Jade Cargill's Championship Celebration Cake: A Review
Hello, friends. You may have heard this already, but I’m a month in on a new endeavor with former Fanfyte contributor Joseph Anthony Montecillo called BIG EGG. It’s a wrestling project, where the two of us write essays and talk about the best wrestling has to offer, most of which I have not seen because I like wrestling at its worst.
So far we’ve done Austin/Hart from WrestleMania 13, a Sangre Chicana/Perro Aguayo hair match, Samoa Joe/Bryan Danielson for the ROH Championship, and an hour long broadway between Antonio Inoki and Billy Robinson. I would have said something earlier, but I was ✨depressed✨. Thanks for sticking with me!
There are many versions of Chekhov’s gun in professional wrestling If you see a table, it’s going to break. If you see a guy fiddling with his jock, he’s carrying brass knucks.
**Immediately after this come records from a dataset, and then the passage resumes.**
PR #312, opened 2023-02-15
Add `LensValue` enum to avoid cloning lensed data

geom3trik:


crates/vizia_core/src/state/lens.rs
```diff
@@ -195,8 +220,11 @@ where
     type Source = A::Source;
     type Target = B::Target;
 
-    fn view<O, F: FnOnce(Option<&Self::Target>) -> O>(&self, source: &Self::Source, map: F) -> O {
-        self.a.view(source, |t| if let Some(t) = t { self.b.view(t, map) } else { map(None) })
+    fn view<'a>(&self, source: &'a Self::Source) -> Option<LensValue<'_, 'a, Self::Target>> {
+        match self.a.view(source) {
+            Some(LensValue::Borrowed(val)) => self.b.view(val),
```
sky1e, line 225:
```suggestion
        match self.a.view(source)? {
            LensValue::Borrowed(val) => self.b.view(val),
```

crates/vizia_core/src/state/lens.rs
```diff
@@ -312,8 +333,8 @@ impl<T: 'static> Lens for UnwrapLens<T> {
     type Source = Option<T>;
     type Target = T;
 
-    fn view<O, F: FnOnce(Option<&Self::Target>) -> O>(&self, source: &Self::Source, map: F) -> O {
-        map(source.as_ref())
+    fn view<'a>(&self, source: &'a Self::Source) -> Option<LensValue<'_, 'a, Self::Target>> {
+        source.as_ref().map(|t| LensValue::Borrowed(t))
```
sky1e, line 337:
```suggestion
        source.as_ref().map(LensValue::Borrowed)
```

crates/vizia_core/src/state/lens.rs
```diff
@@ -367,17 +387,17 @@ where
...
-                map(Some(&(num / den)))
+                Some(LensValue::Owned(num / den))
             } else {
-                map(None)
+                None
             }
         } else {
-            map(None)
+            None
         }
```
sky1e, line 401:
```suggestion
        let num = self.numerator.view(source)?.into_owned();
        let den = self.denominator.view(source)?.into_owned();
        Some(LensValue::Owned(num / den))
```

sky1e (commented):
Mostly a bunch of small clarity suggestions. i verified that everything compiles without warnings and tests pass with these changes.

My first time using GitHub diff suggestions. Hopefully I used them correctly.

crates/vizia_derive/src/lens.rs
```diff
@@ -342,12 +342,13 @@ fn derive_enum(input: &syn::DeriveInput) -> Result<proc_macro2::TokenStream, syn
                 type Source = #enum_type;
                 type Target = #variant_type;
 
-                fn view<O, F: FnOnce(Option<&Self::Target>) -> O>(&self, source: &#enum_type, map: F) -> O {
-                    map(if let #enum_type::#variant_name(inner_value) = source {
-                        Some(inner_value)
+                fn view<'a>(&self, source: &'a #enum_type) -> Option<LensValue<<'a, Self::Target>> {
```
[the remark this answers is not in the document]
geom3trik: You're totally right and no I don't think this is used or tested in vizia.

geom3trik:
> Mostly a bunch of small clarity suggestions (because @rhelmot asked me to look at the PR). i verified that everything compiles without warnings and tests pass with these changes.
> 
> My first time using GitHub diff suggestions. Hopefully I used them correctly.

Thanks for the suggestions. I didn't realise gh had that feature but after some trial and error with the gh UI I've managed to apply all your suggestions.

crates/vizia_core/src/state/lens.rs
```diff
@@ -18,13 +19,64 @@ pub trait Lens: 'static + Clone {
...
+    /// A reference to model data
+    Borrowed(&'b T),
+    /// Owned data
+    Owned(T),
+}
+
+impl<T: Clone> Clone for LensValue<'_, '_, T> {
+    fn clone(&self) -> Self {
+        match self {
+            LensValue::Borrowed(v) => LensValue::Owned((*v).clone()),
```
sky1e, line 42: Could you just return a Borrowed here instead of cloning? I don't see what that accomplishes.
```suggestion
            LensValue::Borrowed(v) => LensValue::Borrowed(*v),
```

geom3trik: Yes, good point. I'm not sure what I was thinking with that.

crates/vizia_core/src/state/lens.rs
```diff
@@ -195,8 +220,11 @@ where
     type Source = A::Source;
     type Target = B::Target;
 
-    fn view<O, F: FnOnce(Option<&Self::Target>) -> O>(&self, source: &Self::Source, map: F) -> O {
-        self.a.view(source, |t| if let Some(t) = t { self.b.view(t, map) } else { map(None) })
+    fn view<'a>(&self, source: &'a Self::Source) -> Option<LensValue<'_, 'a, Self::Target>> {
+        match self.a.view(source)? {
+            LensValue::Borrowed(val) => self.b.view(val),
+            _ => None,
+        }
```
sky1e, line 227: There are more cases that are possible to handle here.
```suggestion
        let val = self.a.view(source)?;
        let val = match val {
            LensValue::Borrowed(val) => return self.b.view(val),
            LensValue::Local(val) => val,
            LensValue::Owned(ref val) => &val,
        };
        match self.b.view(&val)? {
            LensValue::Local(val) => Some(LensValue::Local(val)),
            LensValue::Owned(val) => Some(LensValue::Owned(val)),
            _ => None,
        }
```

DasLixou: Why can’t we just store everything in Val and then do anything also for Borrow? Why these 2 extra rules for Borrow? (The direct calling and the exclude from the second match)

geom3trik: I can't check right now but I assume it's because the lifetimes are different so it would be returning different types from the match, which isn't possible. I can double check that later though.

The most time honored of these is the cake.
I find myself wondering why cake is the preferred dessert of professional wrestling often enough to be embarrassed by it. The funniest dessert is pie. Everybody knows their power. But you don’t really see pies at a catered event or party, those are the providence of cake, which can be made as large as necessary. You can feed a room with a sheet cake or you can smush someone’s face into it, and wrestling seems to inherently get this at wrestling weddings. Everybody who attends will get a slice, at least in the hypothetical version of wrestling in which the cake survives the segment. It never should.
This is doctrine. So when Jade Cargill came out to celebrate her win over Nyla Rose, I was interested, even if none of Jade’s wins feel special anymore, if they ever did.
This cake sucks. I would be upset with this cake were it mine, but it is not — that mf would be massive if it came out of my oven, and the decoration would be better. This is a television cake, a wrestling cake, and I like ‘em ornate. Forget whatever that top decoration and do a gradient crumb coat, you slacker.
Part of the reason I am so stricken by this cake is that it’s a red velvet. I’m not a huge fan, but the towering ones can be quite pretty. Impressive, even. Also, it would be fun so see someone’s face mushed into a red velvet cake. A crimson mask! Alas, there is nothing there for a face to ruin — the table is swallowing it up because the spread, which was really just the cake and some balloons was so scant. Just this cake! How rude!
But still, divine wrestling law demands that cake be given a sacrifice, and on this occasion, none was offered. Instead, Bow Wow cut a little promo on Jade, who was stricken by the man’s unfinished garage, but not by somebody taking the opportunity to do some confectionary propwork. When Jade and the Baddies left the ring, that sad cake was left on the table, all alone. A symbol gesturing towards nothing, like Tom Green’s bum without the Swedish.
Pros
Desperately has me hoping that red velvet cake becomes Red Velvet’s call for violence, like Steve Austin sending The Rock “316” on his beeper.
The cake had more charisma than Bow Wow.
Cons
Where the fuck is the cake budget?
It’s such a downer of a cake that you can’t even call it “Publix-ass,” which is something you shouldn’t do in the first place because baking is hard, especially at that scale!